Mais de sessenta mil pessoas entraram em território europeu esta semana, contornando a fronteira que separa Marrocos de Espanha. Enquanto milhares dos que chegaram mergulhavam Ceuta no caos e levavam as autoridades locais ao limite, pelo menos setenta e dois morreram na travessia. No mesmo sábado em que a Guarda Civil ainda recolhia corpos das águas de Ceuta, o Ministro do Interior espanhol subiu a um pódio e chamou a Marrocos “sócio absolutamente fiável“. Vinte e quatro horas antes, na mesma conferência de imprensa em que classificou a invasão como “um ataque à integridade territorial de Espanha“, o próprio Pedro Sánchez, a quem uma cronista do Público apelidou em Abril de Churchill da Europa, tinha chamado a Marrocos “um país vizinho e um país aliado” e descrito a interlocução com Rabat como “constante, fluida e muito, muito razoável”. As duas frases saíram da mesma boca, no mesmo dia. Horas depois, publicou no Instagram um vídeo sentado num sofá branco de Moncloa, telemóvel na mão, a sorrir, a recomendar a banda sonora do seu Verão. Os factos, nesta história, não precisam de comentário. A comparação com Churchill morreu no próprio dia em que foi escrita.
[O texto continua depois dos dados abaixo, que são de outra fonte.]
Issue #46, opened 2016-11-10
Unitful linear algebra


ChrisRackauckas:
Some linear algebra operations like `\` have a hard time with unitful numbers. Take the following case:

```julia
a = [1.0u"N" 2.0u"N"
      3.0u"N" 1.0u"N"]
b = [1.0u"N";3.0u"N"]
```

If you try `\`  it gives a dimension error. If you try `*` then it uses the generic `*` fallback and not BLAS.

I suggest trying something like, performing a dimensional analysis, strip the units, use the general `*` or `\`, and then re-apply units. 

To do this properly, you might need a `UnitfulArray` instead of an array of Unitful values. I am not sure if stripping the units on an array of Unitful numbers can be done without making a temporary.

giordano:
Indeed the algorithm used in `generic_lufact!` doesn't look very physical-units-friendly:

```julia
Akkinv = inv(A[k,k])
for i = k+1:m
    A[i,k] *= Akkinv
end
```

Other types for which `T` and `T*inv(T)` don't have the same type would fail at this point.  As a physicist, I expect (or hope) that a function performs dimensionally consistent computations.  It may be worth trying looking into the upstream factorization method.

briochemc:
Is there a plan to eventually resolve this issue or was this given up on?

cstjean:
Depending on your use case, https://github.com/PainterQubits/Unitful.jl/pull/191 might work? I don't know if I'll ever find the time to finish it, though.

briochemc:
Thanks for the suggestion! Unfortunately it does not really help me because my use case involves large sparse LU factorizations (`factorize`, `ldiv!`, etc.). I also outlined my own dirty workaround in https://github.com/PainterQubits/Unitful.jl/issues/150, but I'm not sure it is a good one at all (no one  commented on it). I realize discussion on this has been going for a while (e.g., https://github.com/JuliaLang/julia/pull/20484 and https://github.com/JuliaLang/julia/issues/7623), but I am unaware of any progress regarding the issue here, so I wanted to revive this issue a bit! 🙏

timholy:
The idea of stripping the units seems a bit limiting. For example this matrix has an inverse:
```julia
julia> using Unitful: mm, s, kg

julia> A = [2mm^2 1mm*s; 1mm*s 2s^2]
2×2 Array{Quantity{Int64,D,U} where U where D,2}:
 2 mm^2  1 mm s
 1 mm s   2 s^2
```
[...]

PR #437, opened 2021-04-13
Some linear algebra, via `reinterpret`

mcabbott:
This is a start on #46.

### DIFF
--- a/src/linearalgebra.jl
+++ b/src/linearalgebra.jl
@@ -1,0 +1,42 @@
+using LinearAlgebra
+
+# This function is re-defined during testing, to check we hit the fast path:
+linearalgebra_count() = nothing
+
+function LinearAlgebra.mul!(C::StridedVecOrMat{<:AbstractQuantity{T}}, 
+        A::StridedMatrix{<:AbstractQuantity{T}}, 
+        B::StridedVecOrMat{<:AbstractQuantity{T}},
+        alpha::Bool, beta::Bool) where {T<:Base.HWNumber}
+    # This is exactly how A * B creates C = similar(B, T, ...)
+    eltype(C) == Base.promote_op(LinearAlgebra.matprod, eltype(A), eltype(B)) || error("bad eltypes")
+    C0 = ustrip(C)
+    A0 = ustrip(A)
+    B0 = ustrip(B)
+    mul!(C0, A0, B0)
+    linearalgebra_count()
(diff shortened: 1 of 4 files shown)


test/runtests.jl
```diff
@@ -41,6 +41,16 @@ using Dates:
 
 const colon = Base.:(:)
 
+ambig = sort(detect_ambiguities(Unitful), by = a -> [string(a[1].name), string(a[2].module)])
+if length(ambig) > 0
+    println(stdout, "detect_ambiguities(Unitful) found $(length(ambig)) issues:")
```
mcabbott, line 46: I was concerned about creating ambiguities, so made it print them before starting. 

In the end, overloading `mul!` not `*` seems not to create problems. But there are (for me) 30 other ambiguities this detects (and prints out).

src/linearalgebra.jl
```diff
@@ -0,0 +1,42 @@
+using LinearAlgebra
+
+# This function is re-defined during testing, to check we hit the fast path:
+linearalgebra_count() = nothing
+
+function LinearAlgebra.mul!(C::StridedVecOrMat{<:AbstractQuantity{T}}, 
+        A::StridedMatrix{<:AbstractQuantity{T}}, 
+        B::StridedVecOrMat{<:AbstractQuantity{T}},
+        alpha::Bool, beta::Bool) where {T<:Base.HWNumber}
```
mcabbott, line 9: The case `α, β::Bool` is what `A * B` produces. Allowing other pure numbers ought to be fine. Allowing these to have units I haven't looked into.

src/linearalgebra.jl
```diff
@@ -0,0 +1,84 @@
...
+    Tu = typeof(one(eltype(C0)) * u)
+    return reinterpret(Tu, C0)
+end
+
+function inv(A::StridedMatrix{<:AbstractQuantity{T}}) where {T<:Base.HWNumber}
+    C0 = inv(ustrip(A))
+    _linearalgebra_count()
+    u = inv(unit(eltype(A)))
+    Tu = typeof(one(eltype(C0)) * u)
+    return reinterpret(Tu, C0)
```
mcabbott, line 71: Note that these methods will return a `ReinterpretArray{Quantity{...` not a `Matrix`. There's no obvious analogue the `mul!` overloaded for `A * B`.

Enquanto esta invasão ocorria, a Embaixada de Marrocos em Madrid recebia a sua habitual recepção pela Festa do Trono, com o Ministro da Agricultura, Luis Planas, antigo embaixador em Rabat, em representação do Governo espanhol. O Ministro do Interior e a Ministra da Inclusão, ambos previstos na agenda oficial, cancelaram a presença à última hora, provavelmente para evitar o custo político de aparecerem numa celebração enquanto Ceuta ardia. A fronteira que cedia não era apenas espanhola. Era a fronteira externa da União Europeia. Bruxelas permaneceu inicialmente paralisada perante o colapso de uma ilusão estratégica: durante anos confundiu dependência com parceria. Marrocos transformou o controlo migratório numa arma política. A União descobriu, demasiado tarde, que quem controla a fronteira dita também os termos da negociação. Só quando a dimensão da crise tornou politicamente impossível continuar calada é que vinte e dois dos vinte e sete líderes da União exigiram uma cimeira de emergência e a Itália suspendeu temporariamente Schengen com Espanha. Mas uma fronteira externa da União abandonada por........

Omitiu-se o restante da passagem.